- [Exercise instructions]
Every line with "have" in it should be copied from the data.

[Dataset excerpts]
PR #98, opened 2021-06-07
Hotfix ktps 1584 completeness check

FrankKr:
fix two aspects:
- calculate completeness correctly
- do not generate T-30min feature for horizon=47hours.

JM and I discussed changes over the pfone


FrankKr:
Note that the duplication is fixed in the sklearn branch.

JanMaartenvanDoorn (approved):
Look good!

Issue #92, opened 2021-05-27
Modularize train_sklearn


FrankKr:
**Description**
In the sklearn-branch, the train_model_pipeline is halfway modularized. Recently, some functionality has been moved from the pipeline and is now included as TODO commented-out-code. Please add this functionality back into the pipeline, but make each step easiliy cofigurable, e.g. using boolean inputs.

Make a new layer with all persistence storage dependencies accoring to the picture below.

![image](https://user-images.githubusercontent.com/52956303/120295994-f931c100-c2c7-11eb-9c10-a7c4c89ac14e.png)

**Expected behavior**
There is a pipeline where all possible steps (check previous model age, compare to previous model, store the model, ...) are configurable in the input.
The complete functionality is available in a pipeline.
Current "train_model_pipeline" is renamed to "train_model_pipeline_core"
Do not forget to expand the currently available unit tests

**Additional context**
Start from this branch: https://github.com/alliander-opensource/short-term-forecasting/blob/features-KTPS-1368-implement-minimal-sklearn/openstf/pipeline/train_model_sklearn.py
Re-implement this code: https://github.com/alliander-opensource/short-term-forecasting/blob/84ceced4518418c1f8268f2a32117f16cc5a6892/openstf/pipeline/train_model_sklearn.py#L32-L67

PR #101, opened 2021-06-08
Feature #92 modularize sklearn

JanMaartenvanDoorn:
Modularized the code according to the picture in the issue #92 . Expanded unittest coverage and merged changed from develop and main into this branch. Hopefully this will make it easier to merge everything back into develop.

Most of the changes are in these files(other changes result from merging with main and develop):

- openstf/pipeline/create_component_forecast.py
- openstf/pipeline/create_forecast_sklearn.py
- openstf/pipeline/train_model_sklearn.py
- openstf/tasks/create_basecase_forecast.py
- openstf/tasks/create_components_forecast.py
- openstf/tasks/create_forecast.py
- openstf/tasks/train_model.py

Tests:
- test/unit/pipeline/test_create_component_forecast_pipeline.py
- test/unit/tasks/test_create_basecase_forecast.py
- test/unit/tasks/test_create_forecast.py
- test/unit/tasks/test_create_component_forecast.py
- test/unit/tasks/test_train_model.py


openstf/metrics/metrics.py
```diff
@@ -48,7 +48,11 @@ def r_mae(realised, forecast):
     The range is based on the load range of the previous two weeks"""
 
     # Determine load range on entire dataset
-    range_ = realised.max() - realised.min()
+    range_ = (
```
bremme, line 51: SonarCloud complains that we have some duplicated code here. It will probably also improve readability to  move the determination of the range and setting it to np.nan under some conditions to a separate function.

openstf/feature_engineering/feature_applicator.py
```diff
@@ -66,6 +64,9 @@ def add_features(
             pd.DataFrame: Input DataFrame with an extra column for every added feature.
         """
 
+        if latency_config is None:
```
bremme, line 67: Just by reading the docstring its not totally clear when exactly and which features will not be included. I assume by default only the timedriven features based on the historic load are not included in some cases. Perhaps we can make this even more clear (or perhaps I just have to read it better).

openstf/feature_engineering/lag_features.py
```diff
@@ -86,10 +90,14 @@ def extract_lag_features(feature_names: List[str]) -> Tuple[list, list]:
         elif number_of_days is not None:
             days_list.append(int(number_of_days[1]))
 
+    # Discard lag times that are not available for the specified horizon
+    minutes_list = list(set([i for i in minutes_list if i > horizon * 60]))
```
bremme, line 94: just checking, Is the sign the right direction here? Should it not be the other way around -> `if i <= horizon * 60`. Also why is `set` required, can we have duplicates here and why? Perhaps explain when applicable.

openstf/model_selection/model_selection.py
```diff
@@ -5,17 +5,18 @@
...
-    back_test=False,
-    period_sampling=True,
-    period_timedelta=timedelta(days=2),
-):
+    data: pd.DataFrame,
+    test_fraction: float = 0.0,
+    validation_fraction: float = 0.15,
+    back_test: bool = False,
+    period_sampling: bool = True,
+    period_timedelta: timedelta = timedelta(days=2),
```
bremme, line 18: It might be unsafe to use a timedelta instance here (similar to not use [] or {} as default arguments). Perhpas better to just use a plain datatype in days/hours here. Especially since we are not using any of the timedelta features -> `int(period_timedelta / delta)`. I'm not even sure what happens here? Which unit will we get the timedelta? Seconds, days etc?

openstf/pipeline/create_component_forecast.py
```diff
@@ -0,0 +1,51 @@
...
+        input_data (pd.DataFrame): Input data fore the components forecast, this usually is a regular forecast
+        weather_data (pd.DataFrame): Weather data with 'radiation' and 'windspeed_100m' columns
+        split_coefs (dict): coefieicnts for the splitting that are determined earlier
+
+    Returns:
+        pd.DataFrame with component forecasts
+
+    """
+    logger = structlog.get_logger(__name__)
+    logger.info("Make components prediction", prediction_id=pj["id"])
```
bremme, line 25: This one we don't use that often I think. I guess its better to use `pid` or `prediction_job_id` (even better would be to always use the same).

openstf/pipeline/create_component_forecast.py
```diff
@@ -0,0 +1,51 @@
...
+
+import openstf.postprocessing.postprocessing as postprocessing
+
+
+def create_components_forecast_pipeline(pj, input_data, weather_data, split_coefs):
+    """Pipeline for creating a component forecast
+
+    Args:
+        pj (dict): Prediction job
+        input_data (pd.DataFrame): Input data fore the components forecast, this usually is a regular forecast
```
bremme, line 16: Would it not be more clear to call it forecast in this case. The docstring does not explain what columns are expected here. I guess you need a very specific forecast dataframe to create the components forecast right?

openstf/pipeline/create_component_forecast.py
```diff
@@ -0,0 +1,51 @@
...
+    except Exception as e:
+        # In case something goes wrong we fall back on aan empty dataframe
+        logger.warning(
+            f"Could not make component forecasts: {e}, falling back on series of zeros!",
+            exc_info=e,
+        )
+        forecasts = pd.DataFrame()
+    else:
+
+        forecasts = forecasts.drop(
```
bremme, line 41: How come that column exist if it should not? Would it not make more sense that the `split_forecast_in_components` function does this?

openstf/pipeline/create_component_forecast.py
```diff
@@ -0,0 +1,51 @@
...
+    """Pipeline for creating a component forecast
+
+    Args:
+        pj (dict): Prediction job
+        input_data (pd.DataFrame): Input data fore the components forecast, this usually is a regular forecast
+        weather_data (pd.DataFrame): Weather data with 'radiation' and 'windspeed_100m' columns
+        split_coefs (dict): coefieicnts for the splitting that are determined earlier
+
+    Returns:
+        pd.DataFrame with component forecasts
```
bremme, line 21: How does the return look like, which columns will be added to the components forecast for example?

bremme: (Future, all these explanation would be unnecessary once we have defined our data models of course)

openstf/pipeline/create_forecast_sklearn.py
```diff
@@ -1,52 +1,55 @@
...
 
-# TODO add loading of model to task
-# # Load most recent model for the given pid
-# model = PersistentStorageSerializer(
-#     trained_models_folder=MODEL_LOCATION
-# ).load_model(pid=pj["id"])
+def create_forecast_pipeline(
+    pj: dict, input_data: pd.DataFrame, trained_models_folder: Union[str, Path]
+) -> pd.DataFrame:
+    """Midle level pipeline that takes care of all persistent storage dependencies
```
bremme, line 28: The title of the docstring should be a bit shorter I think. More detailed explanation goes in the body I guess. It seems also a bit inconsistent with the other pipeline docstrings. Why is this a middle level pipeline and some others not, what does middle  mean in this context? Perhaps something like this makes more sense:?

```python
    """Create forecast pipeline.
        
        This is the top-level pipeline which included loading the most recent model 
        for the given prediction job.
    """
```

openstf/pipeline/create_forecast_sklearn.py
```diff
@@ -1,52 +1,55 @@
...
 
-# def create_forecast_pipeline(pj, input_data, trained_models_folder=None):
-#     logger = structlog.get_logger(__name__)
-#     config = ConfigManager.get_instance()
+    Args:
+        pj (dict): Prediction job
+        input_data (pd.DataFrame): Raw training input data
```
bremme, line 32: Is Raw training input data a logical name here?

openstf/pipeline/create_forecast_sklearn.py
```diff
@@ -1,52 +1,55 @@
...
 
-#     # TODO write forecast to db ???
+    return create_forecast_pipeline_core(pj, input_data, model)
 
 
-def create_forecast_pipeline_core(pj, input_data, model):
+def create_forecast_pipeline_core(
+    pj: dict, input_data: pd.DataFrame, model: RegressorMixin
+) -> pd.DataFrame:
     """Computes the forecasts and confidence intervals given a prediction job and input data.
```
bremme, line 51: Same the `summary` line and the `description` are mixed here: 
image

openstf/pipeline/train_model_sklearn.py
```diff
@@ -29,59 +26,69 @@
...
+        logger.warning(
+            f"Old model is younger than {MAXIMUM_MODEL_AGE} days, skip training"
+        )
+        return
+
+    # Train model with core pipeline
+    try:
+        model, report = train_model_pipeline_core(pj, input_data, old_model)
+    except RuntimeError as e:
+        logger.error(f"Exception occured during training: {e}")
```
bremme, line 75: probably better to log the exception with the `exc_info` key (if I'm correct)

openstf/pipeline/train_model_sklearn.py
```diff
@@ -29,59 +26,69 @@
...
 
 
 def train_model_pipeline_core(
     pj: dict,
     input_data: pd.DataFrame,
     old_model: RegressorMixin = None,
-    horizons: List[float] = DEFAULT_TRAIN_HORIZONS,
-) -> Tuple[RegressorMixin, Report]:
-    """Run the train model pipeline.
+    horizons: List[float] = None,
```
bremme, line 89: nice, I like this construction better, more flexible.

openstf/pipeline/train_model_sklearn.py
```diff
@@ -29,59 +26,69 @@
...
+) -> tuple[RegressorMixin, Report]:
+    """Run the train model core pipeline. This pipeline has no database or persisitent storage dependencies.
```
bremme, line 91: Same as the other docstrings. You probably know. But if in doubt there are good resources:

[Python Google docstrings](https://sphinxcontrib-napoleon.readthedocs.io/en/latest/example_google.html)
[PEP-257](https://www.python.org/dev/peps/pep-0257)

openstf/tasks/calculate_kpi.py
```diff
@@ -165,7 +165,9 @@ def calc_kpi_for_specific_pid(pid, start_time=None, end_time=None):
 
     # Raise exception in case of constant load
     if combined.load.nunique() == 1:
-        raise ValueError("The load is constant!")
+        structlog.get_logger().warning(
```
bremme, line 168: I would suggest to always give the logger a name. I guess `structlog.get_logger(__name__)` should work well here.

openstf/tasks/create_basecase_forecast.py
```diff
@@ -18,16 +18,50 @@
...
+    # Retrieve input data
+    input_data = context.database.get_model_input(
+        pid=pj["id"],
+        location=[pj["lat"], pj["lon"]],
+        datetime_start=datetime_start,
+        datetime_end=datetime_end,
+    )
+
+    # Make basecase forecast using the corresponding pipeline
+    basecase_forecast = basecase_pipeline(pj, input_data)
```
bremme, line 52: This seems inconsistent with the other pipeline names -> `create_forecast_pipeline`, `train_model_pipeline` etc. They all use a verb as the first element.

openstf/tasks/create_components_forecast.py
```diff
@@ -29,21 +29,78 @@
...
 from openstf.tasks.utils.utils import check_status_change, update_status_change
 from openstf.tasks.utils.predictionjobloop import PredictionJobLoop
 from openstf.tasks.utils.taskcontext import TaskContext
 
+T_BEHIND_DAYS = 0
+T_AHEAD_DAYS = 3
+
 
-def create_components_forecast_pj(pj, context):
+def create_components_forecast_task(pj, context):
```
bremme, line 46: This seems inconsistent with the task above. `create_basecase_forecast` Perhaps it makes sense to postfix the task function with `_task`. But I would suggest to apply that to every task or not.

openstf/tasks/create_components_forecast.py
```diff
@@ -29,21 +29,78 @@
...
+    """Top level task that creates a components forecast.
+    On this task level all database and context manager dependencies are resolved.
+
+    Args:
+        pj (dict): Prediction job
+        context (TaskContext): Contect object that holds a config manager and a database connection
+    """
+    logger = structlog.get_logger(__name__)
     if pj["train_components"] == 0:
```
bremme, line 55: I guess this name is a little misleading as well. `train_components` also means don't create a components forecast. But I guess it makes somewhat sense.

bremme: On the other hand we do not even train components or models for components right? Now I m confused :)

openstf/tasks/create_components_forecast.py
```diff
@@ -29,21 +29,78 @@
...
 
+    # Define datetime range for input data
+    datetime_start = datetime.utcnow() - timedelta(days=T_BEHIND_DAYS)
+    datetime_end = datetime.utcnow() + timedelta(days=T_AHEAD_DAYS)
+
+    logger.info(
+        "Get predicted load", datetime_start=datetime_start, datetime_end=datetime_end
+    )
+    # Get most recent load forecast
+    input_data = context.database.get_predicted_load(
```
bremme, line 69: hmm. this seems confusing as well. We get something which we saved as a **forecast** by calling **get_predicted_load** and call it **input_data** and commented it with **load forecast**. Perhaps its possible to be a bit more consistent.

openstf/tasks/create_components_forecast.py
```diff
@@ -29,21 +29,78 @@
...
+    )
+    # Check if forecast is not empty
+    if len(input_data) == 0:
+        logger.warning(f'No forecast found. Skipping pid {pj["id"]}')
+        return
+
+    logger.info("retrieving weather data")
+    # TODO make ktpbase function to retrieve inputdata for component forecast in one call,
+    #  this will make this function much shorter
+    # Get required weather data
```
bremme, line 80: How could I know that the "required" weather data is only "radiation", "windspeed_100m". Seems really arbitrary.

openstf/tasks/create_components_forecast.py
```diff
@@ -29,21 +29,78 @@
...
+    weather_data = context.database.get_weather_data(
+        [pj["lat"], pj["lon"]],
+        ["radiation", "windspeed_100m"],
+        datetime_start=datetime_start,
+        datetime_end=datetime_end,
+        source="optimum",
```
bremme, line 86: Is this not the default? Do you get less optimum data if you don't specifically ask for it?

openstf/tasks/create_components_forecast.py
```diff
@@ -29,21 +29,78 @@
...
+        return
+
     # Make forecast for the demand, wind and pv components
-    make_components_prediction(pj)
+    forecasts = create_components_forecast_pipeline(
+        pj, input_data, weather_data, split_coefs
+    )
+
+    # save forecast to database #######################################################
+    context.database.write_forecast(forecasts)
```
bremme, line 102: Whats the difference to `write_forecast` and `write_forecast_to_db`?

openstf/pipeline/create_component_forecast.py
JanMaartenvanDoorn: Stdev is one of the columns in the dataframe that is returned when loading the forecast inline 35

openstf/tasks/create_components_forecast.py
JanMaartenvanDoorn: These variables are used when determing the splitting coeficients, and should therefore be reused when making the component forcasts. I added a comment to make this more clear

openstf/tasks/create_components_forecast.py
JanMaartenvanDoorn: yes you are right I removed the optimum

openstf/tasks/create_components_forecast.py
JanMaartenvanDoorn: write_forecast_to_db is appparently renamed to write_forecast, i will change this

- [Answer space]
bremme, line 51: SonarCloud complains that we have some duplicated code here. It will probably also improve readability to  move the determination of the range and setting it to np.nan under some conditions to a separate function.
bremme, line 67: Just by reading the docstring its not totally clear when exactly and which features will not be included. I assume by default only the timedriven features based on the historic load are not included in some cases. Perhaps we can make this even more clear (or perhaps I just have to read it better).
bremme, line 94: just checking, Is the sign the right direction here? Should it not be the other way around -> `if i <= horizon * 60`. Also why is `set` required, can we have duplicates here and why? Perhaps explain when applicable.
bremme: (Future, all these explanation would be unnecessary once we have defined our data models of course)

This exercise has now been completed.